◆ **Records excerpted from a collection**:
##############################
PR #4054, opened 2023-11-14
[feature] #3974: Add subcommands into `iroha_client_cli` to edit domain metadata

pesterev:
## Description

This PR adds subcommands that set and remove metadata from a domain.

### Linked issue

Closes one of subtasks from #3974

### Benefits

The users will be able to edit domain metadata using `iroha_client_cli`.

### Checklist

### DIFF
--- a/client_cli/src/main.rs
+++ b/client_cli/src/main.rs
@@ -20,7 +20,21 @@ use iroha_crypto::prelude::*;
 use iroha_data_model::prelude::*;
 use iroha_primitives::addr::SocketAddr;
 
-/// Metadata wrapper, which can be captured from cli arguments (from user supplied file).
+/// A value wrapper that can be parsed from CLI arguments
+#[derive(Debug, Clone)]
+pub struct MetadataValue(iroha_data_model::Value);
+
+impl FromStr for MetadataValue {
+    type Err = Error;
+
+    fn from_str(s: &str) -> Result<Self> {
+        json5::from_str(s)
+            .map(Self)
+            .wrap_err("Failed to deserialize a value")
+    }
+}
+
+/// Metadata wrapper, which can be captured from CLI arguments (from user supplied file).
 #[derive(Debug, Clone)]
 pub struct Metadata(pub UnlimitedMetadata);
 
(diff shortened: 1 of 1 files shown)


client_cli/src/main.rs
```diff
@@ -420,6 +443,72 @@ mod domain {
...
+        }
+
+        impl RunArgs for Set {
+            fn run(self, context: &mut dyn RunContext) -> Result<()> {
+                let Self {
+                    id,
+                    key,
+                    value: MetadataValue(value),
+                } = self;
+                dbg!(&value);
```
Erigara, line 488: Should be removed before merge.

client_cli/src/main.rs
```diff
@@ -20,7 +20,27 @@ use iroha_crypto::prelude::*;
 use iroha_data_model::prelude::*;
 use iroha_primitives::addr::SocketAddr;
 
-/// Metadata wrapper, which can be captured from cli arguments (from user supplied file).
+/// A value wrapper that can be parsed from CLI arguments
+#[derive(Debug, Clone)]
+pub struct MetadataValue(iroha_data_model::Value);
+
+impl fmt::Display for MetadataValue {
```
Erigara, line 27: I guess this `Display` will be unused after removal of `dbg!`.

Erigara (commented):
LGTM, should be covered by tests as well. 

@pesterev you told during the daily that you don't like smt about API, what exactly?

pesterev:
@Erigara 
> should be covered by tests as well.

sure, I will do it here

> you told during the daily that you don't like smt about API, what exactly?

The problem is that we specify the metadata value as a CLI argument so it's difficult to use. Here is another way - read metadata value from a file so we should specify a path to this file as a CLI argument. What do you think about it?

VAmuzing (changes requested):

client_cli/src/main.rs
```diff
@@ -20,7 +20,21 @@ use iroha_crypto::prelude::*;
...
+/// A value wrapper that can be parsed from CLI arguments
+#[derive(Debug, Clone)]
+pub struct MetadataValue(iroha_data_model::Value);
+
+impl FromStr for MetadataValue {
+    type Err = Error;
+
+    fn from_str(s: &str) -> Result<Self> {
+        json5::from_str(s)
+            .map(Self)
```
VAmuzing, line 32: Currently all impls have something like this:
```rust
let smth: some_type = json5::from_str(..).wrap_err(..)?;
Ok(Self(smth))
```
Can we change everything to map(Self) or make it more explicit like in the example so we have a single style?

pesterev: Both options are the same and do the same thing. Both may be used. My option is shorter and straightforward to read in this case.

VAmuzing: Agree.
Let's then use your solution for other cases?
Otherwise at some point in the future we might add another option for from_str and it'll be very inconvenient.

Erigara:
Closing in favor of #4175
##############################
Look through the entries and return each line that has the word "covered" in it.

LGTM, should be covered by tests as well. 
> should be covered by tests as well.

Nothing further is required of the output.